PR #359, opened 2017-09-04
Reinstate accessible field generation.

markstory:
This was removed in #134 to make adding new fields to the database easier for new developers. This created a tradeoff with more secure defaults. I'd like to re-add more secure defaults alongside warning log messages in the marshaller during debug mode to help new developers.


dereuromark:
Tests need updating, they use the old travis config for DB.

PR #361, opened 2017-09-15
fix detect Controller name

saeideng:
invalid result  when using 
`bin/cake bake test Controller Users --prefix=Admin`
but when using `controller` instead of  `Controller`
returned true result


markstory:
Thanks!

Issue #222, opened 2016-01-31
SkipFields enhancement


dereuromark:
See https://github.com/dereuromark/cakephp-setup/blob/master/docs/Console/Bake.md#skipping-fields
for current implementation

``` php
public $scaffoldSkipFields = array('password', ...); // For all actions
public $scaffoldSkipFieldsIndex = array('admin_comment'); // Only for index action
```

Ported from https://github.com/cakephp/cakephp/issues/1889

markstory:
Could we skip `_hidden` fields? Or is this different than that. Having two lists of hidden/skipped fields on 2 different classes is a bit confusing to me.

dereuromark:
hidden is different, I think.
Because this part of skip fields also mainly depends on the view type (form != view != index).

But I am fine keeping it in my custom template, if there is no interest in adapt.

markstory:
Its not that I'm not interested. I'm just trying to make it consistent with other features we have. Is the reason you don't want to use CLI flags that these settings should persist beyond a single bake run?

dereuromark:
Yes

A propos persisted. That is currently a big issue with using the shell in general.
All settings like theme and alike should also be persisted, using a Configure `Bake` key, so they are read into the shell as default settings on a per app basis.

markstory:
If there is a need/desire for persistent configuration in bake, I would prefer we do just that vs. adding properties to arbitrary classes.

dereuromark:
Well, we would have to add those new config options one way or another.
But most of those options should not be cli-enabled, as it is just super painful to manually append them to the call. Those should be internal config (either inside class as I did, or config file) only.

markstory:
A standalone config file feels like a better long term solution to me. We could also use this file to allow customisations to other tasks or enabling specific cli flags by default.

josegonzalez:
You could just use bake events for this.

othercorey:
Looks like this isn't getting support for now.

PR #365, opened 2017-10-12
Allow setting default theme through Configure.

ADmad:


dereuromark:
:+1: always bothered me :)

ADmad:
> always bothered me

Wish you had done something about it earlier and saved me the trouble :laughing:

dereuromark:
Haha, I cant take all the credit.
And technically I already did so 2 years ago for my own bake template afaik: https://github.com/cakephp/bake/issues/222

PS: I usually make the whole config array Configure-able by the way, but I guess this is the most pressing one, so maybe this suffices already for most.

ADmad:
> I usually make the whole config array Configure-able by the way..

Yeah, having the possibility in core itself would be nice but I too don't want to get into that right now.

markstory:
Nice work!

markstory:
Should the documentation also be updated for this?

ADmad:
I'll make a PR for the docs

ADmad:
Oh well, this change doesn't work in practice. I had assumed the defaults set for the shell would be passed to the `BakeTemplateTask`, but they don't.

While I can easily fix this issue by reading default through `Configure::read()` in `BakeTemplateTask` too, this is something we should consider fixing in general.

• • • • •

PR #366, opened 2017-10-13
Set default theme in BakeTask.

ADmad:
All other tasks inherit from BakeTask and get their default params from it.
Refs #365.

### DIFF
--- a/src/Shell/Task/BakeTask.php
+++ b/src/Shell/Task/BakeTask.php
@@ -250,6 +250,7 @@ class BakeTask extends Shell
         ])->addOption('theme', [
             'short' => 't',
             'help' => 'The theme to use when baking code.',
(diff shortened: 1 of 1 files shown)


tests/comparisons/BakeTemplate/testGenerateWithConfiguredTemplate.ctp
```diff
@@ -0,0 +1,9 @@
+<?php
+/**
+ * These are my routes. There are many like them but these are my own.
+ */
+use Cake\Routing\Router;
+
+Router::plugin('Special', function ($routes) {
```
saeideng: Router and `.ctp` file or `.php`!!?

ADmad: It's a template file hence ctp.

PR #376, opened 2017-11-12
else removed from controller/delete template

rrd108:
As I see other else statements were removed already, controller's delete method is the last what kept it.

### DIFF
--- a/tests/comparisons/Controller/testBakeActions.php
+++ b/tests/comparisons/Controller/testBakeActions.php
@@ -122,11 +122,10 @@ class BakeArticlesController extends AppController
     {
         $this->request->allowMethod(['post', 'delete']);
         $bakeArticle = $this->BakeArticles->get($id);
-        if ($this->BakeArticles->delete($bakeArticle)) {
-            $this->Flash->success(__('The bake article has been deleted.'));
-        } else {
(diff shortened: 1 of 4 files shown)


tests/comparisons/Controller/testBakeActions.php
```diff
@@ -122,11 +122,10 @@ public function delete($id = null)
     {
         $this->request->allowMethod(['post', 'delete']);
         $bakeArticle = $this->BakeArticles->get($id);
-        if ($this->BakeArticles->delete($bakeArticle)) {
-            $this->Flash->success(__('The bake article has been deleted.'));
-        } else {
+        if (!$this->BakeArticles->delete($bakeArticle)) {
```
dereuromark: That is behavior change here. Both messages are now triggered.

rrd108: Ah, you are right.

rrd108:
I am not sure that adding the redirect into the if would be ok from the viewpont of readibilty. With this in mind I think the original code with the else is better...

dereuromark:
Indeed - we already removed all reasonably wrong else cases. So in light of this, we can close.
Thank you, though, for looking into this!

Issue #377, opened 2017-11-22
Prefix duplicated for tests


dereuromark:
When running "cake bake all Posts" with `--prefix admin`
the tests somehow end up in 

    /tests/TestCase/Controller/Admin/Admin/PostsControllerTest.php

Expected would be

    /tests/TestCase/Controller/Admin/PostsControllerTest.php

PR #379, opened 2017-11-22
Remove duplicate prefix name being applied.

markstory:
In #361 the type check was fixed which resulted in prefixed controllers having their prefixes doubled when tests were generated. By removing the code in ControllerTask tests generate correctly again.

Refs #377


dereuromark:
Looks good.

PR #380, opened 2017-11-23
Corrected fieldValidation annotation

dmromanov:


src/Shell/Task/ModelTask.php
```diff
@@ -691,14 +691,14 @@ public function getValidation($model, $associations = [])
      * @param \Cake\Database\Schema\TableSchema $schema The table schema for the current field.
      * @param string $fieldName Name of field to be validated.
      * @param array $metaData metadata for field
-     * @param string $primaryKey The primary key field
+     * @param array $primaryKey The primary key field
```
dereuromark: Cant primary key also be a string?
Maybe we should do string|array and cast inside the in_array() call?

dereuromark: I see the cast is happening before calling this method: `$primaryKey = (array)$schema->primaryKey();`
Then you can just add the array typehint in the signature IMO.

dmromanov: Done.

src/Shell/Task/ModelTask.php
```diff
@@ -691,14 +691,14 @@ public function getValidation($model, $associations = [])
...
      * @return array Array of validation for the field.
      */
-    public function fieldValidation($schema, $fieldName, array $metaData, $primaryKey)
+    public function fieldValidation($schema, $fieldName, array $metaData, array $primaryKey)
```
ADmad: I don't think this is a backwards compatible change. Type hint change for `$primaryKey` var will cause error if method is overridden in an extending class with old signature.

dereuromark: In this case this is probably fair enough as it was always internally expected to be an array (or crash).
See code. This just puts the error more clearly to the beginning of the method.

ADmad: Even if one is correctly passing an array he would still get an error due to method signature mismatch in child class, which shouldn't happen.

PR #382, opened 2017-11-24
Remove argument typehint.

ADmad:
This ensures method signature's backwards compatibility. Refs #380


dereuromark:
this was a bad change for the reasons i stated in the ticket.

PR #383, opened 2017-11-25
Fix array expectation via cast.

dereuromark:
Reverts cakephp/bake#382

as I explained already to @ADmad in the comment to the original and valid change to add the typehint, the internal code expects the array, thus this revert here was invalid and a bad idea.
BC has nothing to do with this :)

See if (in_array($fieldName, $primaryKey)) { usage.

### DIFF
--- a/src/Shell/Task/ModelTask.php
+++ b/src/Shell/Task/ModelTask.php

• • • • •

→ WHAT IS BEING ASKED
Your answer should be the exact lines above from the one with "Fix array expectation via cast." through the one with "as I explained", both included, and nothing besides.

→ EXPECTED OUTPUT
Fix array expectation via cast.

dereuromark:
Reverts cakephp/bake#382

as I explained already to @ADmad in the comment to the original and valid change to add the typehint, the internal code expects the array, thus this revert here was invalid and a bad idea.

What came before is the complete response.